Collected data:
______
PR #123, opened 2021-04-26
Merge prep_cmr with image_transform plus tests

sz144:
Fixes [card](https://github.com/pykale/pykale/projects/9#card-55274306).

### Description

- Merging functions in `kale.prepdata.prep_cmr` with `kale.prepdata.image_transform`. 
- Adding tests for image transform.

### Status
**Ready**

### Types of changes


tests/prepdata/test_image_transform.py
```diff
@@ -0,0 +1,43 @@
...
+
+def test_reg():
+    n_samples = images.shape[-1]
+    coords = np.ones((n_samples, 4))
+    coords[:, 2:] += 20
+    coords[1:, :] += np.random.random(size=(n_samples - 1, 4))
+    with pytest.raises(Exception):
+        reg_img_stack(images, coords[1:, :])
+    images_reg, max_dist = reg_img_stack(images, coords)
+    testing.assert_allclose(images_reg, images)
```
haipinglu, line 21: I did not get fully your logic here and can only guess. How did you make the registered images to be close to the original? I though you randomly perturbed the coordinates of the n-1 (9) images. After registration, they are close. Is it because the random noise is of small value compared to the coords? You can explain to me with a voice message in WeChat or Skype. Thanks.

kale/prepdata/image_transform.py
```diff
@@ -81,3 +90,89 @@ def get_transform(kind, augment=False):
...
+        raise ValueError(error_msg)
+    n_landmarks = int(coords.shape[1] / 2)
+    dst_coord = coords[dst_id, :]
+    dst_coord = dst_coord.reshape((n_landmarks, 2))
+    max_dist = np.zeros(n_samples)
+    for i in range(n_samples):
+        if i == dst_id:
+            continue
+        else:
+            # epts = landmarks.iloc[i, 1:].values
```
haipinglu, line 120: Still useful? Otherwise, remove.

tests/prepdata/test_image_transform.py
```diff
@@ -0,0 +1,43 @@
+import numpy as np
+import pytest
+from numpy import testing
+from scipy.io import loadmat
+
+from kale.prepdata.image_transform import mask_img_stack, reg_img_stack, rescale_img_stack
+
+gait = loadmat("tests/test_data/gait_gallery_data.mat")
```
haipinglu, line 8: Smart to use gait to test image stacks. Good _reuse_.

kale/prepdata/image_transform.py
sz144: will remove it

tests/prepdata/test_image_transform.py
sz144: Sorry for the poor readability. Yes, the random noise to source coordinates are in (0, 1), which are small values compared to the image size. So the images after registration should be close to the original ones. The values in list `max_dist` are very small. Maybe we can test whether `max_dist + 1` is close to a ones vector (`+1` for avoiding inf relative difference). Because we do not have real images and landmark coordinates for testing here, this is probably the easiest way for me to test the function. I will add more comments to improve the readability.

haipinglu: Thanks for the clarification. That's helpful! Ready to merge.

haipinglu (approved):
______
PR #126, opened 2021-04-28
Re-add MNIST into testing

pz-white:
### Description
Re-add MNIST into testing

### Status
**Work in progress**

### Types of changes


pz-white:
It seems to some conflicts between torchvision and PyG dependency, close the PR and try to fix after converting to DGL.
______
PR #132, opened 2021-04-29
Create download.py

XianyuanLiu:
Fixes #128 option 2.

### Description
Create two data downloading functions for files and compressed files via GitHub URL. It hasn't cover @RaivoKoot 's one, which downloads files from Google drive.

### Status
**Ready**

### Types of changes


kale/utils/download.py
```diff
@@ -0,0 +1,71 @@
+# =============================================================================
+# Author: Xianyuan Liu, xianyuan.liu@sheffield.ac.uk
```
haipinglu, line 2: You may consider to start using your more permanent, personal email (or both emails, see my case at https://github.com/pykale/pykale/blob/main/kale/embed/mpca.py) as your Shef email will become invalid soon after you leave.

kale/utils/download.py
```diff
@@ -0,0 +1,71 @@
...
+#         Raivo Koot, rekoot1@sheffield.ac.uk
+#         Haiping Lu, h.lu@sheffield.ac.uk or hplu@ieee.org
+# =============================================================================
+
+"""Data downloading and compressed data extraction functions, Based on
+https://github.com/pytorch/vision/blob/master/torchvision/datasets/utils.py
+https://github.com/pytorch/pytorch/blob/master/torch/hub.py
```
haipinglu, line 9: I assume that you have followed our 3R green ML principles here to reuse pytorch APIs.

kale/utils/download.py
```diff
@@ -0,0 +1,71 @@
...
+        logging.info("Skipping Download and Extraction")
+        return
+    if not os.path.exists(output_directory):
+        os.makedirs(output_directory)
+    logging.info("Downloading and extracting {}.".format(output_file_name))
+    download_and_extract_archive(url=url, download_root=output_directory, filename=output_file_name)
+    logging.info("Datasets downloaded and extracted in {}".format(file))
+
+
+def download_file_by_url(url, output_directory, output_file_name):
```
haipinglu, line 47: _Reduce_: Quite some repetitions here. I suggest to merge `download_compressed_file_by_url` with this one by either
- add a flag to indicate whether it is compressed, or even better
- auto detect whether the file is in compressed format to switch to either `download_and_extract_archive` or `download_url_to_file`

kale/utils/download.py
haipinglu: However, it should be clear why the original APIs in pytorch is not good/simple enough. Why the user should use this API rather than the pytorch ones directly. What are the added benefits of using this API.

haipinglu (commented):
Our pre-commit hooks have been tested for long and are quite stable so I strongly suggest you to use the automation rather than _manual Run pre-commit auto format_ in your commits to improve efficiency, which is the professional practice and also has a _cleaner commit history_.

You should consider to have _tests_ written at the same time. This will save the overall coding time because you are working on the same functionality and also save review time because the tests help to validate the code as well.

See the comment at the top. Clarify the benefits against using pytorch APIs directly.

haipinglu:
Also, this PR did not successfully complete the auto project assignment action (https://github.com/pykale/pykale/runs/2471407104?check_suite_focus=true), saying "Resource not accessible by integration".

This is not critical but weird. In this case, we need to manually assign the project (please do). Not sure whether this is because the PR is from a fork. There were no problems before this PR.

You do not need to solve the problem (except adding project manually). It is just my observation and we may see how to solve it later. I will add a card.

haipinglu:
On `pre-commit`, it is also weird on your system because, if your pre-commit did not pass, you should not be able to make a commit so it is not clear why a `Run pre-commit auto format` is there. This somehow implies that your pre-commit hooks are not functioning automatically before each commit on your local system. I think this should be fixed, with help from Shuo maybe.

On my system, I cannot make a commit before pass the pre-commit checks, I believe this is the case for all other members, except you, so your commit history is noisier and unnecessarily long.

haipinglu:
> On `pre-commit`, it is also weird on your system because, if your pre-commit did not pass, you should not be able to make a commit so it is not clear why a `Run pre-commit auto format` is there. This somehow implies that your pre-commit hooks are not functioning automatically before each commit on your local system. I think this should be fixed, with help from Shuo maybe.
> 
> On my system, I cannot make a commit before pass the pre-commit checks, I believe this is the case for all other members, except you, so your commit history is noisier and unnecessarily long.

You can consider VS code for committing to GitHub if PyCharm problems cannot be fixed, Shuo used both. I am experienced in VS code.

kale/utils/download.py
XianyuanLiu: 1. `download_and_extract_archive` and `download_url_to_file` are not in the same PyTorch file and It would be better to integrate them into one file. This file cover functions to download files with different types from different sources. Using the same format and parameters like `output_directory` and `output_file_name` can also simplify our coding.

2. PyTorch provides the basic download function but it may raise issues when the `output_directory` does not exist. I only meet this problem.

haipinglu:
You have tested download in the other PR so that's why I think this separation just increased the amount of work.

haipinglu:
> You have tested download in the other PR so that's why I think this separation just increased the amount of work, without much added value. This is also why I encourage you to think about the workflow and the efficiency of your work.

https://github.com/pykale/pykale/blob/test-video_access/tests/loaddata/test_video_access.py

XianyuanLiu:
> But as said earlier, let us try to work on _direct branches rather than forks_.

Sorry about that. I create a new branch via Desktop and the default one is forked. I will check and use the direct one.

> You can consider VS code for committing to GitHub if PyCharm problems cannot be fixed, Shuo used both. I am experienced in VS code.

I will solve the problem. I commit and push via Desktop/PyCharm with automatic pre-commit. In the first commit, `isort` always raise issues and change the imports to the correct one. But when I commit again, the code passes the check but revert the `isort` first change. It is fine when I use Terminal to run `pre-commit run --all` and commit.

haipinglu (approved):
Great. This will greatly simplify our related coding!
______
WHAT THE EXERCISE ASKS:
Search the records for the string "believe", and copy every line that holds it.

REPLY:
On my system, I cannot make a commit before pass the pre-commit checks, I believe this is the case for all other members, except you, so your commit history is noisier and unnecessarily long.
> On my system, I cannot make a commit before pass the pre-commit checks, I believe this is the case for all other members, except you, so your commit history is noisier and unnecessarily long.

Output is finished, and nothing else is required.